Здесь, всего в сорока минутах езды от Берлина, в каком-то странном безлюдье и запустении располагалась небольшая усадьба. В глубине давно заброшенного парка стоял двухэтажный старинный особняк, мрачностью архитектуры наводивший на мысль о неудачной попытке архитектора построить средневековый замок, но бросившего свою затею на полпути.
Основанием зданию служил бельэтаж в форме пентакля, на каждом из пяти углов по одной псевдо-башне, украшенной мерзкими горгульями. Острую крышу дома венчал длинный шпиль с флюгером на конце.

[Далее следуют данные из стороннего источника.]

Issue #3253, opened 2022-07-27
invalid expressions in const-expr and override-expr should be error (no later than pipeline creation time)


dneto0:
Example:

```
const v2 = vec2(0,1);
const badindex = v2[3]; // out of bounds
const badint = 1/0;   // integer divide by zero
const badfloat = 1.0/0.0; // would generate infinite AbstractFloat
const badsqrt = sqrt(-1.0);  // bad value. NaN should be disallowed.

```

In the past we discussed the out-of-bounds case and decided to make *runtime* evaluation consistent with evaluation at creation-time error.

But now we have the spectre of evaluating `static_assert`, and that *should* be as consistent as possible between implementations.  This has changed Google's stance and we now would like to have const-expr evaluation raise errors *before runtime*, and should not be downgraded to a "dynamic error".

Whatever choice is made here, the rule for `override` expressions should be the same as the rule for `const` expressions.
As an example, the Tint's initial implementation plan is to add a pass to lower override expressions to const-expressions at pipeline creation time. So we really would like 'override' be treated as 'const'

dneto0:
Note that this proposal would lead to some inconsistency between const-expr evaluation and runtime-expression evaluation.

E.g.  
```
fn foo() { 
   var one: i32 = 1;
   let runtime_div_by_zero  = one / 0;  // we've polyfilled this with some defined meaning (can't remember)
   const div_by_zero = 1/0;  // Proposing this be shader-creation error.  
 }
```
But we think the tradeoff is that these are "bad" expressions and should generate errors when we possibly can evaluate them in the compiler (before hitting the GPU).

litherum:
Our position on this:
- If the invalid constexpr expression involves an out-of-bounds access, then it should be a compile-time error. The author is bad and they should feel bad.
- Otherwise (for cases like division by zero, or `arcsin(2)`), they should be valid and just obey the behavior that WGSL defines. That's just how WGSL works.

litherum:
> If the invalid constexpr expression involves an out-of-bounds access, then it should be a compile-time error. The author is bad and they should feel bad.

This is actually super powerful, because authors don't have to opt-in to constexpr. For the most part, any operations they do that only involves literals will get these compile errors if they mess it up. 👌

litherum:
> `arcsin(2)`

Note the spec right now doesn't define what this returns.

kdashg:
[...]

PR #3400, opened 2022-08-31
Errors for constant out-of-bounds accesses

alan-baker:
Contributes to #3253

* Modify vector, matrix and array access expressions to make
  out-of-bounds accesses:
  * shader-creation errors if the index expression is a const-expression
  * pipeline-creation errors if the index expression is an
    override-expression
  * For runtime-sized arrays, this is special cased to checking for a
    non-negative index expression if the type is an signed integer

### DIFF
--- a/wgsl/index.bs
+++ b/wgsl/index.bs
@@ -5309,8 +5309,10 @@ The result type depends on the number of letters provided. Assuming a `vec4<f32>
            |e|[|i|]: |T|
        <td>Select the |i|'<sup>th</sup> component of vector<br>
            The first component is at index |i|=0.<br>
-           If |i| is outside the range [0,|N|-1], then any valid value for |T|
-           may be returned.
+           If |i| is outside the range [0,|N|-1]:<br>
+           * It is a [=shader-creation error=] if |i| is a [=const-expression=].
+           * It is a [=pipeline-creation error=] if |i| is an [=override-expression=].
+           * Otherwise any valid value for |T| may be returned.
 </table>
 
 #### Vector Multiple Component Selection #### {#vector-multi-component}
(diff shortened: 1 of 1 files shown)


wgsl/index.bs
```diff
@@ -5540,6 +5552,10 @@ See [[#sync-builtin-functions]].
            [0,|N|-1], then the expression evaluates to an [=invalid memory
            reference=].
 
+           If |i| is a signed integer, and |i| is less than 0:<br>
```
alan-baker, line 5555: Note this is slightly different from the other cases since the upper bound is not fixed until runtime.

wgsl/index.bs
```diff
@@ -5309,8 +5309,10 @@ The result type depends on the number of letters provided. Assuming a `vec4<f32>
            |e|[|i|]: |T|
        <td>Select the |i|'<sup>th</sup> component of vector<br>
            The first component is at index |i|=0.<br>
-           If |i| is outside the range [0,|N|-1], then any valid value for |T|
-           may be returned.
+           If |i| is outside the range [0,|N|-1]:<br>
+           * It is a [=shader-creation error=] if |i| is a [=const-expression=].
+           * It is a [=pipeline-creation error=] if |i| is an [=override-expression=].
```
alan-baker, line 5314: While a const-expression is also an override-expression I think we don't need to complicate these statement since the shader-creation error will occur earlier and trump the pipeline-creation-error.

dneto0: Suggest adding a statement in https://gpuweb.github.io/gpuweb/wgsl/#processing-errors  laying out the priority scheme, and that we have it for ease of exposition:

> To simplify the specification, some situations are described as causing both a shader-creation error and a pipeline-creation error. In such cases, the shader-creation error takes precedence.

dneto0 (changes requested):
Looking good.
Suggest being explicit about the priority scheme in the "processing errors" section.

dneto0 (approved):
Thanks!

PR #3401, opened 2022-08-31
Constant errors for integer expressions

alan-baker:
Contributes to #3253

* Add errors for const- and override-expressions for the following:
  * integer division by 0
  * signed integer division of INT_MIN by -1
  * shifts greater than bitwidth
  * signed right shift that overflows
  * extracting bits out of bounds
  * clamp where low > high (also affects floating-point)

Requires committee review

### DIFF
--- a/wgsl/index.bs
+++ b/wgsl/index.bs
@@ -5677,8 +5677,14 @@ See [[#sync-builtin-functions]].
     <td>Division. [=Component-wise=] when |T| is a vector.
 
         If |T| is a signed [=integer scalar=] type, evaluates to:
-        * |e1|, when |e2| is zero.
-        * |e1|, when |e1| is the most negative value in |T|, and |e2| is -1.
+        * If |e2| is zero:
+            * It is a [=shader-creation error=] if |e2| is a [=const-expression=].
+            * It is a [=pipeline-creation error=] if |e2| is an [=override-expression=].
+            * Otherwise, |e1|.
+        * If |e1| is most negative value in |T|, and |e2| is -1:
+            * It is a [=shader-creation error=] if |e1| and |e2| are [=const-expressions=].
+            * It is a [=pipeline-creation error=] if |e1| and |e2| are [=override-expressions=].
+            * Otherwise, |e1|.
         * [=truncate=](|x|) otherwise, where |x| is the
             real-valued quotient |e1|&nbsp;&div;&nbsp;|e2|.
 
@@ -5694,7 +5700,10 @@ See [[#sync-builtin-functions]].
         -->
 
         If |T| is an unsigned [=integer scalar=] type, evaluates to:
-        * |e1|, when |e2| is zero.
+        * If |e2| is zero:
+            * It is a [=shader-creation error=] if |e2| is a [=const-expression=].
+            * It is a [=pipeline-creation error=] if |e2| is an [=override-expression=].
+            * Otherwise, |e1|.
         * Otherwise, the integer |q| such that
             |e1|&nbsp;=&nbsp;|q|&nbsp;&times;&nbsp;|e2|&nbsp;+&nbsp;|r|,
             where 0 &le; |r| &lt; |e2|.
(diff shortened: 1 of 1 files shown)


wgsl/index.bs
```diff
@@ -11388,6 +11416,10 @@ Note: The result is not mathematically meaningful when `abs(e)` &ge; 1.
     <td>Returns either `min(max(e, low), high)`, or the median of
     the three values `e`, `low`, `high`.
     [=Component-wise=] when `T` is a vector.
+
+    If `low` is greater than `high`, then:
+    * It is a [=shader-creation error=] if `low` and `high` are [=const-expressions=].
```
dneto0, line 11421: Right this avoids the portability hazard.

dneto0 (commented):
LGTM.

wgsl/index.bs
```diff
@@ -11388,6 +11416,10 @@ Note: The result is not mathematically meaningful when `abs(e)` &ge; 1.
...
+    * It is a [=pipeline-creation error=] if `low` and `high` are [=override-expressions=].
```
ben-clayton, line 11422: The nit-picker in me wants to ask: What if `low` is a `const-expression` and `high` is an `override-expression` or vice-versa.

wgsl/index.bs
```diff
@@ -11616,6 +11648,10 @@ Note: The result is not mathematically meaningful when `abs(e)` &ge; 1.
        Other bits of the result are the same as bit `c - 1` of the result.
     </ul>
     [=Component-wise=] when `T` is a vector.
+
+    If `count` + `offset` is greater than `w`, then:
+    * It is a [=shader-creation error=] if `count` and `offset` are [=const-expressions=].
```
ben-clayton, line 11653: Same thing here. You could potentially avoid this by phrasing it as:

```
* It is a [=shader-creation error=] if `count + offset` is a [=const-expressions=].
* It is a [=pipeline-creation error=] if `count + offset` is a [=override-expressions=].
```

wgsl/index.bs
```diff
@@ -11645,6 +11681,10 @@ Note: The result is not mathematically meaningful when `abs(e)` &ge; 1.
        Other bits of the result are 0.
     </ul>
     [=Component-wise=] when `T` is a vector.
+
+    If `count` + `offset` is greater than `w`, then:
+    * It is a [=shader-creation error=] if `count` and `offset` are [=const-expressions=].
```
ben-clayton, line 11686: and here

ben-clayton (commented):
I like this very much. Some minor comments.

wgsl/index.bs
dneto0: Right.  There's already overlap:  every const-expression is an override-expression.
In the previous PR we talked about not having to explicitly call out the overlaps because of the general rule at https://gpuweb.github.io/gpuweb/wgsl/#processing-errors 

> Each requirement will be checked at the earliest opportunity. 

So if some set of conditions satisfies both shader-creation and pipeline-creation error conditions, then the shader-creation error is the actual required result.

kdashg:
Specifically these are cases where we *know* we're being asked for un-/ill-defined results? Makes sense to error.

kdashg (approved):

dneto0:
During the meeting @jimblandy asked about whether integer remainder was handling the (INT_MIN , -1) case similarly to division. @alan-baker pointed out that line 5721 of the PR does handle it consistently.

kdashg:
<details><summary><a href="https://github.com/gpuweb/gpuweb/wiki/wgsl-2022-09-06-minutes#constant-errors-for-integer-expressions-3401">WGSL 2022-09-06 Minutes</a></summary>

* AB: Building on top of merged constant out of bounds errors. For any integer where non-standard behaviour (div by 0) or made safe for runtime are turned into errors so users can catch early. Runtime impl of clamp catches error if difference of behaviours.
* KG: Was on fence about that one, but convinced myself it's the right choice as it's ambiguous. Makes sense to me.
* KG: No objection? **We'll take this. Approved**
* JB: One question ,the division case rules out negative max int and the remainder case does not. What's the rational for that?
* AB: Was taking what was in the spec, possible we missed remainder previously, will look.
* KG:** AB will take a look**.
    * (In followup discussion, Alan pointed out the remainder operation handles that case, at line 5721 of the patch: [https://github.com/gpuweb/gpuweb/pull/3401/files#diff-709b5c343d59ae10cbabe69f9df1eee9e2dbb6e9d848632fa94357083d6e0a34R5721](https://github.com/gpuweb/gpuweb/pull/3401/files#diff-709b5c343d59ae10cbabe69f9df1eee9e2dbb6e9d848632fa94357083d6e0a34R5721) )

</details>

wgsl/index.bs
```diff
@@ -5967,6 +5988,13 @@ See [[#sync-builtin-functions]].
         and discarding the least significant bits.
 
         The number of bits to shift is the value of |e2|, modulo the bit width of |e1|.<br>
+        If |e2| is greater or equal to the bit width or |e1|, then:
+        * It is a [=shader-creation error=] if |e2| is a [=const-expression=].
+        * It is a [=pipeline-creation error=] if |e2| is an [=override-expression=].
+
+        If |e2|+1 most significant bits of |e1| do not have the same bit value, then:
```
dneto0, line 5995: From #3535  the |e2|+1 condition should hold when e1 is signed.  It should be |e2| when e1 is unsigned.

PR #3404, opened 2022-08-31
No-op unmap on lost device, related nits

### LINKED ISSUE #3402: [editorial] unmap should check for device loss
> Here we are trying to update the content of the buffer. But what if the device is already lost? It isn't an error to call Unmap() even when the device is lost.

Медная жестянка, изображавшая смерть с косой, вызывая зубную боль и действуя на нервы своим скрипом, вертелась от порывов ветра.
Объехав мраморного Посейдона, борющегося с морским змеем в замерзшем фонтане, автомобиль остановился у подъезда. На первом этаже и в некоторых окнах второго горел свет. Наверное, в летнюю пору, в зелени плюща и хмеля, особняк смотрелся не так мрачно, но сейчас - в переплетении голых ветвей, свисающих со стен облезлыми лохмотьями, он производил особенно гнетущее впечатление.
Барон фон Эгерн нервно передернул плечами. За все годы его ни разу не приглашали сюда, и вот теперь ему представилась возможность удовлетворить свое любопытство. «Боже, какое уродство! Не свалились бы…» - посмотрел он на каменных чудовищ, рассевшихся на карнизе.
Дубовую дверь, обитую медными гвоздями, им открыл дворецкий, отодвинув изнутри тяжелый засов. «Английский мерин… мог бы и удивиться неожиданному возвращению своего господина, да еще с “ребенком” на руках…» - злорадно глянул на слугу Герхард. Но лицо дворецкого осталось невозмутимым, словно для его хозяина было делом обычным - являться внезапно и заносить в дом спящих мальчиков.
Оуэн пристроил Марка на диване в своем кабинете. Попросил слугу принести подушку и плед.
– Надо же вернуть плащ его владельцу!
– заметил он весело.
Получив назад свой плащ, Герхард, с трудом скрывая брезгливость, оделся.
– Ваш гость останется к обеду?
– спросил дворецкий.
– Нет, Оли… мой гость сейчас уедет!
– ответил Оуэн, отдавая слуге перчатки и фуражку.
– Но, может, барон что-нибудь выпьет?
– повернулся он к Герхарду.
Тот согласно кивнул.
Перебросив через руку плащ господина, с фуражкой и перчатками в руках дворецкий покинул кабинет с видом лорд-канцлера, готового объявить о коронации. Вернулся с серебряным подносом, уставленным выпивкой. Сначала наполнил хрустальную пузатую рюмку коньяком для хозяина, после протянул гостю бокал белого вина.